Auf Wiesen, die längere Zeit falsch gepflegt wurden, kehren die Blumen nicht ohne Weiteres durch richtige Nutzung, Mähen und Heuen zurück.
Einige Zeit lang sind zwar die Samen im Boden noch keimfähig. Aber nach etwa fünf Jahren ist die "Samenbank" erschöpft. "Von selbst" kommen Blumen dann nur auf die Wiese zurück, wenn sie von außen Zugang haben. Hierzu gibt es verschiedene Möglichkeiten, die wir unten beschreiben.

Wichtig: Das Saatgut

Auf eine Wiese im Freiland gehört Saatgut, das dieser Lage auch entspricht. Also keine Blühmischung mit bunten, möglicherweise sogar exotischen Blumen. Auch sogenannte "Bienenfreundliche Mischungen" sollten Sie nur im Garten verwenden. Und schauen Sie auf den Packungsinhalt, ob die Blumen wirklich bienenfreundlich sind. Hinweise dazu finden Sie bei Paul Westrich oder in unseren Blühkalendern für Kräuter, Stauden und holzige Pflanzen. Diese Auswahl ist aber nicht für die freie Landschaft, sondern für die Verwendung im Garten konzipiert!

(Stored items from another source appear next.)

PR #779, opened 2021-03-11
✨ Update klog dependency to v2

stmcginnis:

The klog v1 dependency used is quite old now, and the k/k repo has
switched to more recent v2 versions for quite some time now.

This updates klog usage to use the v2 package version.

This is part of an overall effort along with updating the k-sigs/cluster-api repo here:

https://github.com/kubernetes-sigs/cluster-api/pull/4284

**Release note**:

```release-note
NONE
```

/hold


sbueringer:
recheck

sbueringer:
/approve cancel
Might have been a bit to optimistic :)

@stmcginnis  Can you rebase onto current master. I'm not sure why but Openlab seems to build with a pretty old configuration (Kubernetes 1.18 test with go 1.13)
OpenLab fails with an error I also had on another PR before upgrading to 1.16 in OpenLab.

stmcginnis:
This is current with master, so not sure what's up with OpenLab. Has that been stable lately? It looks like a config issue there.

Something definitely is not right though. The .zuul.yaml file locally doesn't even list `cluster-api-provider-openstack-current-acceptance-test-v1.18`. Though I suppose zuul could be picking that up from elsewhere.

sbueringer:
Okay. Yeah pretty strange. I have a pr open since today to drop openlab/zuul in favor of prow/gcp/devstack

stmcginnis:
I think that's a very good plan. I used to be involved in OpenLab. It hasn't taken off like originally planned. ;)

sbueringer:
Yeah unfortunately. It is stable but only when we hit a cluster with the right CPUs. That's why we run 3 tests at the same time since my pr today and fail instantly when we detect the wrong CPUs.

stmcginnis:
There should be some way to configure things on the OpenLab side to actually make sure the right kinds of nodes are scheduled. But unfortunately I can't recall how all that is done.

sbueringer:
> There should be some way to configure things on the OpenLab side to actually make sure the right kinds of nodes are scheduled. But unfortunately I can't recall how all that is done.

I have the right nodes (sizes?) but was trying to get it configured that we avoid certain clusters/cpus but without success.  But as we were using devstack there anyway (because I couldnt get a real octavia) gcp should be the better choice.

jichenjc:
recheck

hidekazuna:
@stmcginnis I wonder why this PR does not have go.sum. Did you run make modules?

stmcginnis:
> Did you run make modules?

Yep, I ran it initially on the first commit. I added the second commit when I realized I originally ran it with go 1.15, but there were additional changes once I ran it with 1.16.

hidekazuna:
> > Did you run make modules?
> 
> Yep, I ran it initially on the first commit. I added the second commit when I realized I originally ran it with go 1.15, but there were additional changes once I ran it with 1.16.

Thanks, understand.

jichenjc:
recheck

sbueringer:
@jichenjc please let's wait a bit until either: #780 or #759 is merged and we have green tests here. I think the problem here is OpenLab and not the change, but I really would like to not merge with a failed conformance test. 

/hold

jichenjc:
@sbueringer thanks for the reminder, I agree we need wait for green test first

prankul88:
> Yep, I ran it initially on the first commit. I added the second commit when I realized I originally ran it with go 1.15, but there were additional changes once I ran it with 1.16.

@stmcginnis I tried updating to klog v2 in my local with go1.16.2 and ran `make modules`, which brought changes to go.sum file as well. Wanted to understand this.

stmcginnis:
@prankul88 - that's odd - and a little concerning. I'm running go 1.16.1, but I would hope there wouldn't be any changes due to that.

I ran `make modules` again to see if maybe there were changes in the dependencies themselves that would cause those differences, but it comes back clean for me. So it does indeed seem to be the difference in bugfix version of go itself.

stmcginnis:
I upgraded locally to go 1.16.2 and ran `make modules` again, but it comes back clean for me. So not really sure what's going on there.

prankul88:
@stmcginnis Not sure either. Will double check again in my system.

sbueringer:
@stmcginnis looks like Prow is happy, at least :)

/approve

sbueringer:
Let's merge it. The code already had enough reviews and now the build is also green.
/lgtm

PR #780, opened 2021-03-11
🏃 Bump zuul jobs to k8s 1.20

stmcginnis:

1.20 has been out for some time now, good to raise our tested version on
OpenLab.

**Release note**:

```release-note
NONE
```

/hold


stmcginnis:
recheck

sbueringer:
Fine for me when tests are green. We will drop openlab and test against 1.20 aftet this pr https://github.com/kubernetes-sigs/cluster-api-provider-openstack/pull/759

sbueringer:
@stmcginnis  I think you also have to change the version in the e2e-conformance.sh.

stmcginnis:
Ah, OK. I wasn't sure if we would want that updated too. Will get that updated to the latest for a default now.

stmcginnis:
recheck

sbueringer:
@stmcginnis I think the test failed here: https://logs.openlabtesting.org/logs/80/780/88d50b56cb14a054f8bb694b1134cc988c44ed37/check/cluster-api-provider-openstack-current-acceptance-test-v1.20-1/08b0f29/
because we're not using the right kubectl version in the tests and the 1.20 conformance test detects that. I think that's something I fixed here when migrating the tests to 1.20: https://github.com/kubernetes-sigs/cluster-api-provider-openstack/pull/759/files 
I'm not entirely sure what it was but I think we're using the kubectl from `ensure-kubectl` and not the one we built ourselves. 

But I"m hopeful we get the final reviews for PR #759 soon so we don't need #780 and can unblock your klog PR.

stmcginnis:
Don't think this is necessary now with the switch to prow.

sbueringer:
@stmcginnis I think we don't need this PR anymore as we're not using OpenLab on master anymore. I also opened an issue to drop it everywhere else: https://github.com/kubernetes-sigs/cluster-api-provider-openstack/issues/785

EDIT: ah you were faster :)

PR #1461, opened 2023-01-27
✨ add explicit securitycontext to controller

tuminoid:
Adding explicit securitycontext ensures the CAPO controller will run as non-root, without special capabilities. Those are often also the defaults but being explicit avoids reliance on fallback values, and enables further hardening by making it possible to apply strict Pod Security Standards for CAPO namespace etc.

In addition, adding seccompProfile of RuntimeDefault adds runtime specific syscall filtering (mostly off-limit by not having capability in the first place) but also couple other, non-namespaced syscalls. In general, very safe set to be filtered.

There is good discussion and reference links in similar CAPI PR at: https://github.com/kubernetes-sigs/cluster-api/pull/7831

Also, reindent the command block properly.

### DIFF
--- a/config/manager/manager.yaml
+++ b/config/manager/manager.yaml
@@ -17,28 +17,40 @@ spec:
         control-plane: capo-controller-manager
     spec:
       containers:
-      - command:
-        - /manager
-        args:
-        - "--leader-elect"
-        - "--v=2"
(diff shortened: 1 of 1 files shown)


lentzi90 (commented):
/lgtm

PR #1464, opened 2023-02-01
🐛 Return from reconciler after adding finalizer

mdbooth:
This avoids an extremely surprising write-after-read consistency bug when later returning after making subsequent object changes.

The issue stems from the fact that we don't write to the same place we read from. We read from a cache: a shared informer which is populated from a watch running against the apiserver. However we write directly to the apiserver rather than writing through the cache.

If we patch the watched object without returning, while we continue to execute the change will be written to the api server and will propagate to our own shared informer. This change will result in a new reconcile being queued for this version of the object which now has a Finalizer but no other changes.

Taking the case of the machine controller we will then go on to create a server and we will patch the object with a providerID and return. On return we will write this change to the apiserver which will eventually propagate to our shared informer and result in another reconcile. However our previous patch has already propagated, so we will be *immediately* called with the *old version* of the object. If we've been careful this will hopefully be no more than inefficient, but can lead to very hard to debug errors.

The safe way to patch objects when reconcile is called from an informer is to always return after patching an object which will directly result in another reconcile. We also *must not* set Requeue in the returned Result as this will result in being called again with the stale object. When patching an object we must return and wait for the informer to see the change and call the reconciler again.

/hold

### DIFF
--- a/controllers/openstackcluster_controller.go
+++ b/controllers/openstackcluster_controller.go
@@ -119,14 +119,14 @@ func (r *OpenStackClusterReconciler) Reconcile(ctx context.Context, req ctrl.Req
 
 	// Handle deleted clusters
 	if !openStackCluster.DeletionTimestamp.IsZero() {
-		return reconcileDelete(ctx, scope, patchHelper, cluster, openStackCluster)
+		return reconcileDelete(scope, cluster, openStackCluster)
 	}
 
 	// Handle non-deleted clusters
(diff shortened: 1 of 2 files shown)


lentzi90 (commented):
/lgtm

pierreprinetti:
Thank you for the fix and even more for the explanation.

lentzi90:
Should we backport to release-0.7? I think it would be nice to get this in a release before the next minor :slightly_smiling_face:

PR #1471, opened 2023-02-09
Remove the resource and machine tickers from e2e tests

mdbooth:
The resource and machine tickers are responsible for fetching logs every 5 and 10 seconds respectively during a test run. Each fetch overwrites the previous one. These are problematic because they cause failure state to be overwritten by logs captured during deletion. That is, if a test ends in failure, we continue to capture these logs regularly during cleanup. This causes the test failure state to be overwritten by the state during cleanup.

We already capture these resources after each test regardless of success or failure, so regular capture during the test is redundant. This change simply removes the tickers. We still get the same logs when we execute DumpSpecResourcesAndCleanup() after each test.

Additionally, if there is an error during cleanup we optionally capture that state too, but to a separate directory.

/hold

### DIFF
--- a/test/e2e/shared/common.go
+++ b/test/e2e/shared/common.go
@@ -57,18 +57,34 @@ func DumpSpecResourcesAndCleanup(ctx context.Context, specName string, namespace
 	Logf("Running DumpSpecResourcesAndCleanup for namespace %q", namespace.Name)
 	// Dump all Cluster API related resources to artifacts before deleting them.
 	cancelWatches := e2eCtx.Environment.Namespaces[namespace]
-	dumpSpecResources(ctx, e2eCtx, namespace)
 
-	dumpOpenStack(ctx, e2eCtx, e2eCtx.Environment.BootstrapClusterProxy.GetName())
+	dumpAllResources := func(directory ...string) {
+		dumpSpecResources(ctx, e2eCtx, namespace, directory...)
+		dumpOpenStack(ctx, e2eCtx, e2eCtx.Environment.BootstrapClusterProxy.GetName(), directory...)
 
-	Logf("Dumping all OpenStack server instances in the %q namespace", namespace.Name)
-	dumpMachines(ctx, e2eCtx, namespace)
+		Logf("Dumping all OpenStack server instances in the %q namespace", namespace.Name)
+		dumpMachines(ctx, e2eCtx, namespace, directory...)
+	}
+
+	dumpAllResources()
 
 	if !e2eCtx.Settings.SkipCleanup {
-		framework.DeleteAllClustersAndWait(ctx, framework.DeleteAllClustersAndWaitInput{
-			Client:    e2eCtx.Environment.BootstrapClusterProxy.GetClient(),
-			Namespace: namespace.Name,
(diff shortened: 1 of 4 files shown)


jichenjc:
should we make some error on purpose to prove those files are correctly dumped and get a sample output
then put those files into dev guide for further reference?

lentzi90 (commented):
Nice! The logs are much cleaner with this!
One thing I have noticed (and I don't think it is anything new) is that we don't seem to be able to dump the openstack server instances. Maybe we could fix that at the same time?

Logs look like this:
```
   [2023-02-09T18:25:48Z] Dumping all OpenStack server instances in the "e2e-pe41vo" namespace
  error getting internal ip for server cluster-e2e-dajzgq-control-plane-7kf5p: internal ip doesn't exist (yet)
  error getting internal ip for server cluster-e2e-dajzgq-bastion: internal ip doesn't exist (yet) 
```
Perhaps there is something wrong with how we try to get the IP here
https://github.com/kubernetes-sigs/cluster-api-provider-openstack/blob/6645eb9bb4d450c4ea719f8c774b2719a20ac5db/test/e2e/shared/openstack.go#L468-L470

Any clues?

mdbooth:
> should we make some error on purpose to prove those files are correctly dumped and get a sample output then put those files into dev guide for further reference?

Yes, definitely. It's on my todo list to prove that errors during delete are captured. I haven't even tested it manually yet.

mdbooth:
> Nice! The logs are much cleaner with this! One thing I have noticed (and I don't think it is anything new) is that we don't seem to be able to dump the openstack server instances. Maybe we could fix that at the same time?
> 
> Logs look like this:
> 
> ```
>    [2023-02-09T18:25:48Z] Dumping all OpenStack server instances in the "e2e-pe41vo" namespace
>   error getting internal ip for server cluster-e2e-dajzgq-control-plane-7kf5p: internal ip doesn't exist (yet)
>   error getting internal ip for server cluster-e2e-dajzgq-bastion: internal ip doesn't exist (yet) 
> ```
> 
> Perhaps there is something wrong with how we try to get the IP here
> 
> https://github.com/kubernetes-sigs/cluster-api-provider-openstack/blob/6645eb9bb4d450c4ea719f8c774b2719a20ac5db/test/e2e/shared/openstack.go#L468-L470
> 
> Any clues?

I've also wondered about this. It's on my TODO list to investigate properly.

mdbooth:
We correctly dumped the error on deletion in:

https://prow.k8s.io/view/gs/kubernetes-jenkins/pr-logs/pull/kubernetes-sigs_cluster-api-provider-openstack/1471/pull-cluster-api-provider-openstack-e2e-test/1626172319116300288

Note that there is an additional directory created for the deletion failure:

https://gcsweb.k8s.io/gcs/kubernetes-jenkins/pr-logs/pull/kubernetes-sigs_cluster-api-provider-openstack/1471/pull-cluster-api-provider-openstack-e2e-test/1626172319116300288/artifacts/clusters/bootstrap/resources/deletion-failure/e2e-ptzr4v/

Incidentally, I deliberately added the failure after cleanup had succeeded, so the contents of that directory are 'leaked' objects.

lentzi90 (commented):
/lgtm

PR #1470, opened 2023-02-09
Download golangci-lint instead of building it

mdbooth:
Works round some go mod dependency issues upgrading to v1.51.1, and is in line with what CAPI does.

Fixes #1469

PR #1473, opened 2023-02-15
Fix boilerplate linter

mdbooth:
Fixes a bug introduced by #1470 which meant that the boilerplate linter was no longer checking anything.

/hold


tobiasgiese (approved):
/lgtm

PR #1474, opened 2023-02-16
Fix "internal ip doesn't exist (yet)" in e2e logs

mdbooth:
We see lots of instances of log messages in e2e logs of the form:
```
error getting internal ip for server cluster-e2e-l7xvyz-control-plane-hnj96: internal ip doesn't exist (yet)
```

These are because GetOpenStackServers(), which is called after every test completes, fetches *all* OpenStack servers, not just those for the current cluster. The above log message is displayed when it doesn't find an interface for the server on the current cluster's internal network.

This change cuts down the noise by passing in an explicit list of machine names to return. We still fetch all servers, but we filter them after fetching.

/hold

### DIFF
--- a/test/e2e/shared/common.go
+++ b/test/e2e/shared/common.go
@@ -31,6 +31,7 @@ import (
 	. "github.com/onsi/ginkgo/v2"
 	. "github.com/onsi/gomega"
 	corev1 "k8s.io/api/core/v1"
+	"k8s.io/apimachinery/pkg/util/sets"
 	"sigs.k8s.io/cluster-api/test/framework"
 	"sigs.k8s.io/cluster-api/test/framework/clusterctl"
 	"sigs.k8s.io/cluster-api/util"
@@ -111,7 +112,12 @@ func dumpMachines(ctx context.Context, e2eCtx *E2EContext, namespace *corev1.Nam
 		_, _ = fmt.Fprintf(GinkgoWriter, "cannot dump machines, could not get machines: %v\n", err)
 		return
 	}
-	srvs, err := GetOpenStackServers(e2eCtx, cluster)
+
+	machineNames := sets.NewString()
+	for _, machine := range machines.Items {
+		machineNames.Insert(machine.Name)
+	}
+	srvs, err := GetOpenStackServers(e2eCtx, cluster, machineNames)
 	if err != nil {
 		_, _ = fmt.Fprintf(GinkgoWriter, "cannot dump machines, could not get servers from OpenStack: %v\n", err)
 		return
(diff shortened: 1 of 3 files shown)


mdbooth:
This is a dump of a server which isn't being correctly parsed:
```
{
    ID:256891de-868d-4522-be51-3f1e63186c3c
    TenantID:c333267e6c4b4111a0365bfadd4b728f
    UserID:9fe773355d3b4790b3b375aca840091d
    Name:cluster-e2e-6ejowb-control-plane-ntn22
    Updated:2023-02-16 11:52:53 +0000 UTC
    Created:2023-02-16 11:52:51 +0000 UTC
    HostID:b0e53a68fa576c6d20fcec49ca23c60bc7d3cef9c67128023d6202fa
    Status:ACTIVE
    Progress:0
    AccessIPv4:
    AccessIPv6:
    Image:map[id:453675fd-016d-42f0-b313-a02afe0bb901 links:[map[href:http://10.0.3.15/compute/images/453675fd-016d-42f0-b313-a02afe0bb901 rel:bookmark]]]
    Flavor:map[id:3 links:[map[href:http://10.0.3.15/compute/flavors/3 rel:bookmark]]]
    Addresses:map[
        k8s-clusterapi-cluster-e2e-6ejowb-cluster-e2e-6ejowb:[
                map[OS-EXT-IPS-MAC:mac_addr:fa:16:3e:bc:94:99 OS-EXT-IPS:type:fixed addr:10.6.0.57 version:4]
                map[OS-EXT-IPS-MAC:mac_addr:fa:16:3e:bc:94:99 OS-EXT-IPS:type:floating addr:172.24.4.30 version:4]
        ]
    ]
    Metadata:map[]
    Links:[map[href:http://10.0.3.15/compute/v2.1/servers/256891de-868d-4522-be51-3f1e63186c3c rel:self] map[href:http://10.0.3.15/compute/servers/256891de-868d-4522-be51-3f1e63186c3c rel:bookmark]]
    KeyName:cluster-api-provider-openstack-sigs-k8s-io
    AdminPass:
    SecurityGroups:[map[name:k8s-cluster-e2e-6ejowb-cluster-e2e-6ejowb-secgroup-controlplane]]
    AttachedVolumes:[]
    Fault:{Code:0 Created:0001-01-01 00:00:00 +0000 UTC Details: Message:}
    Tags:<nil>
    ServerGroups:<nil>
}
```

mdbooth:
@lentzi90 They're servers from the other cluster, so they don't have an interface on the right network! It's just noise. Lets try to suppress it by filtering the returned servers.

lentzi90:
> @lentzi90 They're servers from the other cluster, so they don't have an interface on the right network! It's just noise. Lets try to suppress it by filtering the returned servers.

Thanks for checking and good find!

lentzi90 (approved):

PR #1479, opened 2023-02-17
:bug: Fix Provisioning to Unavailable AZs

### LINKED ISSUE #1477: AZ Availabilty Not Being Checked
/kind bug

https://github.com/kubernetes-sigs/cluster-api-provider-openstack/blob/02a31730ef1ae7962f1cc36c090b624025a2f5bc/pkg/cloud/services/compute/availabilityzone.go#L25 or https://github.com/kubernetes-sigs/cluster-api-provider-openstack/blob/f4e61b626eec3c5eb82e5f3328de0da6fe1d540d/pkg/clients/compute.go#L79 don't filter out unavailable availability zones.

It filters unavailable zones out so the control plane etc. gets scheduled on an available AZ.

We could/should work around this problem by explicitly stating the AZs in the OSC resource, but that's not available to us as we punt everything through a single Helm chart, adding the field gets rejected because of the validating webhook for existing clusters.  If we try to switch the OSC out with a new one, that gets really broken as it tries to allocate a new VIP on the load balancer, fails as the old one is in place, uses up all the floating IPs on the platform in the process.  Disassociating the VIP to lend a helping hand is even worse because everything loses the ability to talk to the API.  Non fun 😸 

**Environment:**

- Cluster-API version:
- OpenStack version:
- Minikube/KIND version:

spjmurray:
CAPO uses any ZA it finds, rather than checking whether the ZA is actually available, meaning you can get into a state where it's impossible to provision a cluster.  This allows clients to filter based on AZ availability before scheduling.

Fixes #1477

Discussion in #1477 

Fixes #

**TODOs**:

- [x ] squashed commits
- if necessary:
  - [ ] includes documentation
  - [ ] adds unit tests

/hold

### DIFF
--- a/api/v1alpha6/openstackcluster_webhook.go
+++ b/api/v1alpha6/openstackcluster_webhook.go
@@ -115,6 +115,10 @@ func (r *OpenStackCluster) ValidateUpdate(oldRaw runtime.Object) error {
 		r.Spec.APIServerLoadBalancer.AllowedCIDRs = []string{}
 	}
 
+	// Allow changes to the availability zones.
+	old.Spec.ControlPlaneAvailabilityZones = []string{}
+	r.Spec.ControlPlaneAvailabilityZones = []string{}
+
 	if !reflect.DeepEqual(old.Spec, r.Spec) {
 		allErrs = append(allErrs, field.Forbidden(field.NewPath("spec"), "cannot be modified"))
 	}
--- a/pkg/cloud/services/compute/availabilityzone.go
+++ b/pkg/cloud/services/compute/availabilityzone.go
@@ -28,5 +28,13 @@ func (s *Service) GetAvailabilityZones() ([]availabilityzones.AvailabilityZone, 
 		return nil, fmt.Errorf("error extracting availability zone list: %v", err)
 	}
 
-	return availabilityZoneList, nil
+	available := make([]availabilityzones.AvailabilityZone, 0, len(availabilityZoneList))
+
+	for _, az := range availabilityZoneList {
+		if az.ZoneState.Available {
+			available = append(available, az)
+		}
+	}
+
+	return available, nil
 }
--- a/api/v1alpha6/openstackcluster_webhook_test.go
+++ b/api/v1alpha6/openstackcluster_webhook_test.go
@@ -175,6 +175,65 @@ func TestOpenStackCluster_ValidateUpdate(t *testing.T) {
 			},
 			wantErr: false,
 		},
+		{
+			name: "Adding OpenStackCluster.Spec.ControlPlaneAvailabilityZones is allowed",
+			oldTemplate: &OpenStackCluster{
+				Spec: OpenStackClusterSpec{
+					CloudName: "foobar",
+				},
+			},
+			newTemplate: &OpenStackCluster{
+				Spec: OpenStackClusterSpec{
+					CloudName: "foobar",
+					ControlPlaneAvailabilityZones: []string{
+						"alice",
+						"bob",
+					},
+				},
+			},
+			wantErr: false,
+		},
+		{
+			name: "Modifying OpenStackCluster.Spec.ControlPlaneAvailabilityZones is allowed",
+			oldTemplate: &OpenStackCluster{
+				Spec: OpenStackClusterSpec{
+					CloudName: "foobar",
+					ControlPlaneAvailabilityZones: []string{
+						"alice",
+						"bob",
+					},
+				},
+			},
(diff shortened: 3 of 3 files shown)


lentzi90 (commented):
/ok-to-test

pkg/cloud/services/compute/availabilityzone.go
```diff
@@ -30,3 +30,21 @@ func (s *Service) GetAvailabilityZones() ([]availabilityzones.AvailabilityZone,
 
 	return availabilityZoneList, nil
 }
+
+// GetAvailableAvailabilityZones does as it says, but only returns usable AZs.
+func (s *Service) GetAvailableAvailabilityZones() ([]availabilityzones.AvailabilityZone, error) {
+        availabilityZoneList, err := s.getComputeClient().ListAvailabilityZones()
```
lentzi90, line 36: Maybe slightly better to use the function above. Just a suggestion
```suggestion
        availabilityZoneList, err := s.GetAvailabilityZones()
```

api/v1alpha6/openstackcluster_webhook.go
```diff
@@ -115,6 +115,10 @@ func (r *OpenStackCluster) ValidateUpdate(oldRaw runtime.Object) error {
 		r.Spec.APIServerLoadBalancer.AllowedCIDRs = []string{}
 	}
 
+	// Allow changes to the availability zones.
+	old.Spec.ControlPlaneAvailabilityZones = []string{}
+	r.Spec.ControlPlaneAvailabilityZones = []string{}
+
```
mdbooth, line 121: Whoops! That's quite an oversight.

Please could you add unit tests for these to `openstackcluster_webhook_test.go`?

pkg/cloud/services/compute/availabilityzone.go
```diff
@@ -30,3 +30,21 @@ func (s *Service) GetAvailabilityZones() ([]availabilityzones.AvailabilityZone,
 
 	return availabilityZoneList, nil
 }
+
+// GetAvailableAvailabilityZones does as it says, but only returns usable AZs.
+func (s *Service) GetAvailableAvailabilityZones() ([]availabilityzones.AvailabilityZone, error) {
```
mdbooth, line 35: Couple of things:

Firstly there's only 1 caller of GetAvailabilityZones() and this PR replaces it with a call to this new function, leaving the old one as dead code. We should just modify GetAvailabilityZones() to do what we want.

Secondly, I'm wondering what the impact of removing the FD from cluster.Status.FailureDomains will be in the context of https://github.com/kubernetes-sigs/cluster-api-provider-openstack/pull/1466. In that PR I'm modifying the machine controller to actually look up the failure domain on first use. With this change, if a MachineDeployment referenced an AZ which became unavailable, the cluster controller would eventually delete it. Prior to that the machine would be created but would be unschedulable and enter the ERROR state. After that the machine controller would refuse to create it in the first place and enter a backoff loop waiting for it to exist.

Meh, don't worry about the second one: it's not in scope of your PR. In general, it points out that we have some baked assumptions about AZs being static that aren't necessarily true. We should likely ensure that the cluster controller runs periodically even without k8s watch events. Perhaps every 10 minutes or so.

mdbooth (changes requested):
Looks good in principal. Just need to update the unit tests for the webhook change and to avoid creating dead code in availabilityzones.go.

pkg/cloud/services/compute/availabilityzone.go
spjmurray: I figured it best to leave both versions, then the caller man make the decision whether they want to consider available ones, or not.  Combining the two views you can derive either {available, not available, non-existent}.  But I'm happy to clean up.

I thought the AZ mutability would possibly raise some eye-brows 😄  I figured, seeing as it's implicitly refreshed every reconcile, then technically speaking it's already mutable, which as you say reacts nicely to AZs vanishing.

api/v1alpha6/openstackcluster_webhook.go
spjmurray: roger!

pkg/cloud/services/compute/availabilityzone.go
spjmurray: Followed Matt's advice below.

mdbooth:
/approve

Thanks! I'll leave lgtm to another reviewer.

lentzi90 (commented):
/lgtm

mdbooth:
@spjmurray If you cancel the hold this will merge.

PR #1483, opened 2023-02-17
Output junit from ginkgo

mdbooth:
/hold

### DIFF
--- a/Makefile
+++ b/Makefile
@@ -175,7 +175,8 @@ E2E_GINKGO_ARGS ?=
 .PHONY: test-e2e ## Run e2e tests using clusterctl
 test-e2e: e2e-prerequisites ## Run e2e tests
 	time $(GINKGO) -fail-fast -trace -timeout=3h -show-node-events -v -tags=e2e -nodes=$(E2E_GINKGO_PARALLEL) \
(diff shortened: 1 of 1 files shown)


mdbooth:
That didn't work. Presumably there's another piece 🤔

mdbooth:
@lentzi90 This is subterranean priority, but if you happen to know what pieces need to go together for this I'm interested to know. I'm on a slow journey towards making the e2e test output more readable!

lentzi90:
Not sure why that didn't work. Maybe it just ends up outside of the _artifacts folder? Worth a try with `_artifacts/report.xml` I guess :shrug: 

Locally I get reports in the repo root with this:

```
export E2E_GINKGO_ARGS="--json-report=report.json --junit-report=report.xml"
make test-e2e
```

lentzi90:
I think that's it actually! I can see the `capo-e2e-image.tar` in the artifacts (which maybe we should not put there) and how it ends up there is simply this:
https://github.com/kubernetes-sigs/cluster-api-provider-openstack/blob/ff4c1de60c31e27f548529289b0c2f876f43a1ee/scripts/ci-e2e.sh#L89

PR #1482, opened 2023-02-17
🐛 uplift golang and x/net

tuminoid:
Uplift golang to 1.19.6 and x/net to 0.7.0 due https://osv.dev/vulnerability/GO-2023-1571

PR #1486, opened 2023-02-21
🐛 [release-0.7] uplift go and x/net

lentzi90:

Backport of #1482 and #1470


lentzi90:
Ok now it found the same linting issue that suddenly appeared #1460. Fixing...

api/v1alpha6/openstackmachinetemplate_webhook_test.go
```diff
@@ -150,6 +150,7 @@ func TestOpenStackMachineTemplate_ValidateUpdate(t *testing.T) {
 	}
 
 	for _, tt := range tests {
+		tt := tt
```
mdbooth, line 153: This is fine, but backporting a PR which changes api/ is surprising.

It would be good to move most code out of api which isn't type definitions at some point.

Verschiedene Saatguthersteller halten Samenmischungen für Wildblumen-Wiesen bereit, beispielsweise Saaten Zeller, Syringa Pflanzen, Rieger-Hoffmann.
Diese Hersteller bieten regionales Saatgut an, das auf die jeweiligen Naturräume angepasst ist und deshalb häufig besser keimt und wächst.

Die Ansaat

ist nicht ganz so einfach, wie man sich das vorstellen würde. Dazu gibt es grundsätzlich vier Möglichkeiten:

Geeignet für Kommunen und Firmen:


Vollständige Neueinsaat der Wiese:

Dies ist die aufwändigste Methode. Sie erfordert den Umbruch der Wiese mit Fräse oder Grubber und die Herstellung eines Saatbetts.

Achtung:

Es kann Probleme mit der Naturschutzbehörde geben, wenn diese einen Wiesenumbruch nicht erlaubt. Deshalb sollten sie vor solch einer Maßnahme zunächst Kontakt mit dem Landratsamt aufnehmen!
Da die meisten Wiesenblumen und Gräser Lichtkeimer sind, sollte beim Säen darauf geachtet werden, dass die Samen nicht unter die Erde gelangen. Anschließend sollten Sie das Ganze walzen, damit die Samen Bodenschluss haben.

Geeignet für Landwirte und Naturschutzprojekte:


Die Mähgut-übertragung

ist eine Variante hierzu. Dazu wird auf das vorbereitete Saatbett Mähgut benachbarter artenreicher Wiesen aufgebracht (wenn es welche gibt). Genaueres wird hier beschrieben: http://naturschutzbund.at/files/NATUR%20VERBINDET/Maehgutuebertragung.pdf

Wenig(er) Vorbereitung, aber eher schwierig:


Übersaat in den Bestand

Hierzu gibt es eine ganze Reihe von Angaben aus der Literatur und in den Katalogen der oben genannten Saatgut-Lieferanten.
Auf jeden Fall braucht es offene Stellen und wenig Konkurrenz durch die bestehenden Gräser. Scharfes Eggen und Aufkratzen des Pflanzenbestands werden vielfach als Voraussetzung genannt. Es gibt aber auch Hinweise in der Literatur, dass die Einsaat bei ausgemagerten Beständen gelingt, wenn etwa 2 - 3 Wochen vor der Mahd gesät wird. Dies soll das Austrocknen verhindern und damit das Keimen begünstigen. Mit der Mahd wird anschließend Licht für die neuen Pflänzchen geschaffen.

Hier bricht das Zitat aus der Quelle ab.